Als Jezus zegt: ‘Los van mij kunnen jullie niets’, is dat best even slikken. Maar Annemarie den Blanken weet dat deze afhankelijke relatie uiteindelijk vrijheid brengt.
Een meditatie over Johannes 15:1-10
‘Ik ben de ware wijnstok en mijn Vader is de wijnbouwer.’
In onze samenleving gelden zelfredzaamheid en zelfbeschikking als belangrijke waarden. Daarin voeden we elkaar op. We houden er niet van als iemand zich onnodig afhankelijk opstelt. Ons gevoel van waardigheid komt in het gedrang als we aangewezen raken op hulp van buiten.
Ook mensen in het ziekenhuis worstelen daarmee. ‘Wat is mijn leven nog waard als ik mezelf niet meer kan redden en afhankelijk word? Ik kost alleen nog maar geld’.
Het is niet moeilijk om te helpen maar wel om geholpen te moeten worden. Al vroeg leren we onze eigen boontjes te doppen, maar we leren niet onze eigenwaarde te behouden als het onmogelijk wordt die eigen boontjes te doppen.
We leren niet onze eigenwaarde te behouden als het onmogelijk wordt die eigen boontjes te doppen.
Jezus durft onze onafhankelijkheidsdrang behoorlijk te relativeren.

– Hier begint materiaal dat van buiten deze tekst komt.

Issue #62, opened 2025-11-21
Add support for namespaced deployment


wingsofovnia:
Currently, it is not possible to deploy NAuth scoped to a single namespace, like [we can](https://github.com/nats-io/k8s/blob/223646f12ada1fd36fc88da33408e45f8d438552/helm/charts/nack/values.yaml#L55-L56) NACK.

The problem is two-fold.

## [`crds.install`] doesn't do what it says

From [`values.yaml`](https://github.com/WirelessCar/nauth/blob/7283990c0ab2037151cb7161b28795767e4a8b89/charts/nauth/values.yaml#L109-L110):

> If [`crds.install`] set to `false`, the CRDs will only be installed **if they do not already exist**. 

This is however not happening because when set to `false`, it will not be installed regardless, as `templates/crds.yaml` skips all crds completely if `false`:
https://github.com/WirelessCar/nauth/blob/7283990c0ab2037151cb7161b28795767e4a8b89/charts/nauth/templates/crds.yaml#L1-L11

```
❯ helm install nauth oci://ghcr.io/wirelesscar/nauth \
    --set crds.install=false \
    --create-namespace \
    --namespace nauth
Pulled: ghcr.io/wirelesscar/nauth:0.2.0
Digest: sha256:2d2b8c808c666c3cb775a1cd21dc569901d19c15c971ffed6235fd00bf6d908b
NAME: nauth
LAST DEPLOYED: Fri Nov 21 16:48:54 2025
NAMESPACE: nauth
STATUS: deployed
REVISION: 1
TEST SUITE: None
❯ k get crds | grep nauth
[empty]
```

## RBAC is cluster-scoped
Even if this is fixed, it is still not possible to install a copy of nauth to another namespace due to the use of a `ClusterRole`:
```
❯ helm install nauth oci://ghcr.io/wirelesscar/nauth --set crds.install=false --create-namespace --namespace nauth-2
Pulled: ghcr.io/wirelesscar/nauth:0.2.0
Digest: sha256:2d2b8c808c666c3cb775a1cd21dc569901d19c15c971ffed6235fd00bf6d908b
Error: INSTALLATION FAILED: Unable to continue with install: ClusterRole "account-admin-role" in namespace "" exists and cannot be imported into the current release: invalid ownership metadata; annotation validation error: key "meta.helm.sh/release-namespace" must equal "nauth-2": current value is "nauth"
```

# Proposal
[...]

PR #64, opened 2025-11-24
feat(#62): Add support for namespaced deployments

wingsofovnia:
* Add `--namepsace` arg to configure controller to watch and manage resources in a single namespace ([ref](https://sdk.operatorframework.io/docs/building-operators/golang/operator-scope/#watching-resources-in-specific-namespaces)).
* Add `.Values.namespaced` to enable only watching resources in the namespace it is deployed, [similar to nack](https://github.com/nats-io/k8s/blob/223646f12ada1fd36fc88da33408e45f8d438552/helm/charts/nack/values.yaml#L55-L56).
* ~Fix `crds.install` to do what it says in case it is set to `false` ~ install CRDS if they do not already exist. Cover it with helm-unittest.~
* Do not use Cluster-wide RBAC for namespaced deployment when `.Values.namespaced` ~ true

Closes https://github.com/WirelessCar/nauth/issues/62

### DIFF
--- a/.github/workflows/test.yml
+++ b/.github/workflows/test.yml
@@ -15,7 +15,7 @@
 name: Operator tests
 
 on:
-  pull_request:
+  pull_request_target:
     paths:
       - 'dir/**'
       - 'cmd/**'
@@ -37,6 +37,8 @@ jobs:
     steps:
       - name: Clone the code
         uses: actions/checkout@v4
+        with:
+          ref: "${{ github.head_ref || github.ref }}"
 
       - name: Setup Go
         uses: actions/setup-go@v5


charts/nauth/templates/crds.yaml
```diff
@@ -1,11 +1,15 @@
...
+  {{- $manifest := $.Files.Get $path | fromYaml }}
+  {{- if not $.Values.crds.install }}
+    {{- if lookup $manifest.apiVersion $manifest.kind "" $manifest.metadata.name }}
+      {{- continue }}
+    {{- end }}
+  {{- end }}
+  {{- if $.Values.crds.keep }}
+    {{- $newAnnotations := dict "helm.sh/resource-policy" "keep" | merge $manifest.metadata.annotations }}
+    {{- $_ := set $manifest.metadata "annotations" $newAnnotations }}
+  {{- end }}
```
kejne: **issue:** Introducing Helm features like `lookup` will break the idea of being able to utilize [Rendered Manifest Pattern](https://akuity.io/blog/the-rendered-manifests-pattern). The only problem currently is that the documentation is written in a way which suggests that the code has logic, whereas I believe the intention of the writer was that the crd:s would have already been provided.

.github/workflows/test.yml
```diff
@@ -15,7 +15,7 @@
 name: Operator tests
 
 on:
-  pull_request_target:
+  pull_request:
```
kejne: **praise:** Great, this would make much more sense for a test workflow like this.

charts/nauth/templates/crds.yaml
```diff
@@ -1,11 +1,15 @@
...
-{{- $manifest := $.Files.Get $path | fromYaml }}
-{{- if $.Values.crds.keep }}
-{{- $newAnnotations := dict "helm.sh/resource-policy" "keep" | merge $manifest.metadata.annotations }}
-{{- $_ := set $manifest.metadata "annotations" $newAnnotations }}
-{{- end }}
-{{- $manifest | toYaml  }}
-{{- print "\n---\n" }}
-{{- end }}
+  {{- $manifest := $.Files.Get $path | fromYaml }}
+  {{- if not $.Values.crds.install }}
```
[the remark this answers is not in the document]
kejne: Let's skip updates to the behavior of how crds are installed since this should already cover the use case with a declarative approach.

kejne:
> Thank you for looking into it. Reverted the crds changes and only updated the doc string to be less confusing (also aligned the comments to be recognisable by `helm-docs`). Ready for another pass.

Great! Could you just remove the github actions update in this PR as well?
Will be updating the workflows a bit more as a whole since this will only solve a part.

kejne (approved):
LGTM!

PR #69, opened 2025-11-27
chore(chart): add nauth-crds complementary crds-only chart

wingsofovnia:
In https://github.com/WirelessCar/nauth/issues/62, we discussed a use case when it is currently not possible to use `nauth` as a dependency chart when also using those CRDs in parent:

```
❯ helm create my-chart
Creating my-chart
❯ cd my-chart

❯ echo "dependencies:
  - name: nauth
    version: \"0.2.0\"
    repository: \"oci://ghcr.io/wirelesscar\"" >> Chart.yaml
❯ helm dependency update

❯ curl -L \
  https://raw.githubusercontent.com/WirelessCar/nauth/refs/heads/main/examples/nauth/manifests/scenarios/simple-account/simple-account.yaml \
  -o templates/simple-account.yaml

❯ minikube start
❯ helm install my-chart-release .
Error: INSTALLATION FAILED: unable to build kubernetes objects from release manifest: [resource mapping not found for name: "example-account" namespace: "simple-account" from "": no matches for kind "Account" in version "nauth.io/v1alpha1"
ensure CRDs are installed first, resource mapping not found for name: "example-user" namespace: "simple-account" from "": no matches for kind "User" in version "nauth.io/v1alpha1"
ensure CRDs are installed first]
```

This happens because CRDs rendered via `templates/` are installed at the same time as everything else. Kubernetes doesn’t register them in time for CR validation unlike it would with `crds/` folder.

In that issue a suggestion was to create a separate chart with crds only.

This change adds a complementary `nauth-crds` that contains only crds and plays along well with the main chart with `crds.install=false`.

### DIFF
--- a/.github/workflows/release.yaml
+++ b/.github/workflows/release.yaml
@@ -96,12 +96,15 @@ jobs:
         run: |
           VERSION=$(echo ${{ github.ref_name }} | sed 's/^v//')
           echo "version=${VERSION#v}" >> $GITHUB_OUTPUT
-      - name: Helm package
+      - name: Helm package nauth
         run: helm package nauth
-      - name: login to gcr using helm
+      - name: Helm package nauth-crds
+        run: helm package nauth-crds
+      - name: Authenticate Helm to ghcr.io
         run: |
-          echo ${{ secrets.GITHUB_TOKEN }} | helm registry login ghcr.io/wirelesscar/nauth --username ${{ github.repository_owner }} --password-stdin
-      - name: helm push
-        run: |
-          helm push nauth-${{ steps.semver.outputs.version }}.tgz oci://ghcr.io/wirelesscar
+          echo ${{ secrets.GITHUB_TOKEN }} | helm registry login ghcr.io --username ${{ github.repository_owner }} --password-stdin
+      - name: Helm push nauth
+        run: helm push nauth-${{ steps.semver.outputs.version }}.tgz oci://ghcr.io/wirelesscar
+      - name: Helm push nauth-crds
+        run: helm push nauth-crds-${{ steps.semver.outputs.version }}.tgz oci://ghcr.io/wirelesscar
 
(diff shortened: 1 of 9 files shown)


.github/workflows/release.yaml
```diff
@@ -96,12 +96,15 @@ jobs:
...
         run: |
-          echo ${{ secrets.GITHUB_TOKEN }} | helm registry login ghcr.io/wirelesscar/nauth --username ${{ github.repository_owner }} --password-stdin
-      - name: helm push
-        run: |
-          helm push nauth-${{ steps.semver.outputs.version }}.tgz oci://ghcr.io/wirelesscar
+          echo ${{ secrets.GITHUB_TOKEN }} | helm registry login ghcr.io --username ${{ github.repository_owner }} --password-stdin
+      - name: Helm push nauth
+        run: helm push nauth-${{ steps.semver.outputs.version }}.tgz oci://ghcr.io/wirelesscar
+      - name: Helm push nauth-crds
+        run: helm push nauth-crds-${{ steps.semver.outputs.version }}.tgz oci://ghcr.io/wirelesscar
```
kejne: - **issue:** The registry is immutable, which requires both charts to be updated or the release will fail. Since the chart version is set in the Chart.yaml this is likely to happen. Great however that the crds (which is the chart most likely to fail) is last, so the workflow will be marked as failed but actual chart released. I'm OK with this issue ATM since I think we can come up with a better solution later on.

- **praise:** Really like that you took the effort in updating all the locations needed for releasing a new chart. 🏅

kejne (approved):
Great that you've updated all the locations which would be impacted by the updates!

Found some issues this will bring with it, but I believe that these can be refined separately.

.github/workflows/release.yaml
kejne: Yes, the workflows are quite rudimentary and more or less thrown together.
Also the reason that this PR was merged - it does the job and would be good to update the functionality.
I believe that the `0.0.0-snapshot` approach and using the tag as the master a viable option going forward.

PR #82, opened 2025-12-03
feat: support importing existing accounts in observer-only mode

### LINKED ISSUE #67: Cannot create users for the system account
### Problem

NAuth requires the system account user credentials and operator signing key to be provided. This means the system account must already exist before NAuth can function and not managed by NAuth

However, to create a `User` CRD, you must reference an `Account` CRD via `spec.accountName`.

**The gap**: Since the system account is not managed by NAuth, there is no corresponding `Account` CRD. This creates an impossible situation where:
   - The system account exists (required for NAuth to function)
   - But you cannot create users for it (because no Account CRD exists)

This limitation prevents creating users in the system account, which is especially problematic for NATS monitoring tools that need system-level access (e.g., subscribing to `$SYS.>` subjects).

##### Option 1. Auto-create Account CRD on bootstrap
When NAuth starts up and detects the system account credentials secret, automatically create an `Account` CRD that represents the existing system account. This would make the system account "visible" to NAuth without requiring manual setup. Can be behind a flag.

##### Option 2. Support account reference by public key
Extend `User` CRD to allow referencing accounts not managed by NAuth.
```
spec:
  accountPublicKey: "ADIGHBZB7RFFIIRZV5UEK2JPAF...."
  accountSigningKeySecretRef:    # core/v1.SecretKeySelector, or custom without "optional", and/or "namespace"
    name: "nats-my-account-sign"
    key: "default"
```

##### Option 3. Support external Account CRDs
Add support for "external" accounts that reference existing accounts.
```
spec:
  externalAccount:
    publicKey: "ADIGHBZB7RFFIIRZV5UE...."
    signingKeySecretRef:    # core/v1.SecretKeySelector, or custom without "optional", and/or "namespace"
      name: "nats-my-account-sign"
      key: "default"
```

In my opinion, `Option 1` is the cleanest solution for the system account use case in terms of effort/simplicity. However, `Option 2` or `Option 3` (alone or combined with `Option 1`) would provide more flexibility for other external accounts beyond just the system account.

### Workaround

I haven't tested it yet, but it might be possible to create a "fake" `Account` CRD that has pre-populated labels and status of a system account. This is fragile, error-prone, and risks NAuth overwriting the account JWT if reconciliation is triggered.

wingsofovnia:
Adds support for importing existing NATS accounts that are not managed by NAuth in a read-only mode so that NAuth can manage their users.

In particular, this change enables user management for the system account* by NAuth.

This change is inspired by the approach Crossplane uses when [importing existing resources](https://docs.crossplane.io/v2.1/guides/import-existing-resources/), which is the behaviour NAuth is [going](https://github.com/WirelessCar/nauth/issues/67#issuecomment-3587358100) towards.

* Account observe mode: Status of `Account` CRs with `nauth.io/management-policy: observe` are imported from NATS rather than created/managed.
* Account JWT gets fetched from NATS via `$SYS.REQ.ACCOUNT.<id>.CLAIMS.LOOKUP` and popularity `Account` CR status.
* System account protection*: prevents updating system accounts to avoid changes in the very sys creds NAuth needs to core functionality (must use observe mode).
* Accounts in observe mode are not deleted from NATS when the CR is removed.
* Mentions the new function in README.md

Closes #67 

### DIFF
--- a/internal/core/service/account_test.go
+++ b/internal/core/service/account_test.go
@@ -246,10 +246,10 @@ var _ = Describe("Account manager", func() {
 			Expect(out.Exports).To(HaveLen(2))
 			var streamExp, svcExp *v1alpha1.Export
 			for _, e := range out.Exports {
-				switch {
-				case e.Name == "stream-exp":
+				switch e.Name {
+				case "stream-exp":
 					streamExp = e
-				case e.Name == "svc-exp":
+				case "svc-exp":
 					svcExp = e
 				}
 			}
@@ -275,10 +275,10 @@ var _ = Describe("Account manager", func() {
 			Expect(out.Imports).To(HaveLen(2))
 			var impStream, impSvc *v1alpha1.Import
 			for _, im := range out.Imports {
-				switch {
-				case im.Name == "imp-stream":
+				switch im.Name {
+				case "imp-stream":
 					impStream = im
-				case im.Name == "imp-svc":
+				case "imp-svc":
 					impSvc = im
 				}
 			}


internal/core/ports/in.go
```diff
@@ -9,6 +9,7 @@ import (
 type AccountManager interface {
 	CreateAccount(ctx context.Context, state *natsv1alpha1.Account) error
 	UpdateAccount(ctx context.Context, state *natsv1alpha1.Account) error
```
kejne: **praise:** thanks for cleaning up! ⭐

kejne (commented):
Thanks for another good PR!
There is some ongoing work with refactoring, so will try to get this in before it comes to this.

The approach is sound and would work as an initial approach to handling life cycles (and may be enough for longer period as well).
In the long run the label will likely be moved into the CRD so it's part of the API, but I believe that might be a while.

I had some performance & security concerns that I commented on that would be nice to look at.

What kind of tests did you do?

internal/adapter/out/nats/nats.go
```diff
@@ -167,3 +202,5 @@ func (n natsClient) getOperatorAdminCredentials(ctx context.Context, namespace s
 	}
 	return creds, nil
 }
+
+var _ ports.NATSClient = (*natsClient)(nil)
```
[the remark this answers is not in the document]
wingsofovnia: sorry, didn't quite get that.
this is to assure `natsClient` implements `ports.NATSClient` at compile time, but I couldn't find this pattern to be used elsewhere in the repo so I'd rather remove it.

internal/core/service/account.go
```diff
@@ -243,8 +248,80 @@ func (a *AccountManager) UpdateAccount(ctx context.Context, state *natsv1alpha1.
...
+	}
+	accountSigningSeed, ok := accountSigningSecret[domain.DefaultSecretKeyName]
+	if !ok {
+		return fmt.Errorf("account sign secret for account %s is malformed", accountID)
+	}
+	accountSigningKeyPair, err := nkeys.FromSeed([]byte(accountSigningSeed))
+	if err != nil {
+		return fmt.Errorf("failed to get account key pair for signing from seed for account %s: %w", accountID, err)
+	}
+	accountSigningPublicKey, _ := accountSigningKeyPair.PublicKey()
```
kejne: **note:** We will likely want to package the loading of needed secrets & validation in a more streamlined way - but it will work nicely for this PR 👌

kejne:
@wingsofovnia just haven't tweaked all the settings for the repo yet, keeping it to most restrictive to start with.
Will release as well.

PR #86, opened 2025-12-11
refactor: flatten package structure

henriropp:
The package structure was unnecessary complicated. This PR simplifies by flattening the package structure. The method names for some structs have been updated where necessary as part of the move to a package.

**New package structure:**
```
internal/
    account/         - Account related logic
    controller/      - Controllers (reconcilers)
    k8s/             - K8S clients
    nats/            - Nats client
    user/            - User related logic
```

By submitting a request, you represent that you have the right to license
licensed under the [License](LICENSE).

### DIFF
--- a/cmd/main.go
+++ b/cmd/main.go
@@ -226,7 +226,7 @@ func main() {
 
 	secretClient := secret.NewClient(mgr.GetClient())
 	accountClient := k8s.NewAccountClient(mgr.GetClient())
-	natsClient := natsc.NewNATSClient(natsURL, secretClient)
+	natsClient := natsc.NewClient(natsURL, secretClient)
 
 	accountManager := account.NewManager(
 		accountClient,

“Los van Mij kunnen jullie niets”, zegt Hij zelfs. Dat is dan wel even slikken.
Zijn wij dan zó afhankelijk van Hem? Ja, dat zijn wij.
Als we geloven dat God de Bron van ons leven is.
Als we geloven dat wij van God zijn uitgegaan en naar Hem zullen terugkeren.
Als we geloven dat Jezus in Gods Naam optreedt.
Ja, dan zijn wij afhankelijk van Hem én onlosmakelijk met Hem verbonden.
Dan kunnen we los van Hem helemaal niets.
Het is zoals het gaat in families met een sterke onderlinge band. Men voelt heimwee als er geen regelmatig contact is. Een Surinaamse vrouw vertelt dat ze al jaren in Nederland woont, hier een mooi bestaan heeft opgebouwd, maar dat ze altijd het gevoel heeft van thuiskomen als ze naar Suriname gaat. Waarom? vroeg ik. Omdat daar mijn familie is, was het eenvoudige antwoord. Haar gezicht klaart op alleen al bij de gedachte weer met haar familie te worden herenigd.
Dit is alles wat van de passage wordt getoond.